→ Problem statement
Among the entries below, find the lines with the word "without" and return them.

→ Extracted records
-- -- --

PR #1948, opened 2026-04-01
fix: handle invalid Referrer URLs in back() without crashing

guoyangzhen:
## Description

Both `redirect()` and `back()` called `new URL()` without error handling. Invalid URL input (malformed, malicious, or incomplete) would throw an uncaught `TypeError` and crash the request with a 500 error.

-- -- --

→ Response
fix: handle invalid Referrer URLs in back() without crashing
Both `redirect()` and `back()` called `new URL()` without error handling. Invalid URL input (malformed, malicious, or incomplete) would throw an uncaught `TypeError` and crash the request with a 500 error.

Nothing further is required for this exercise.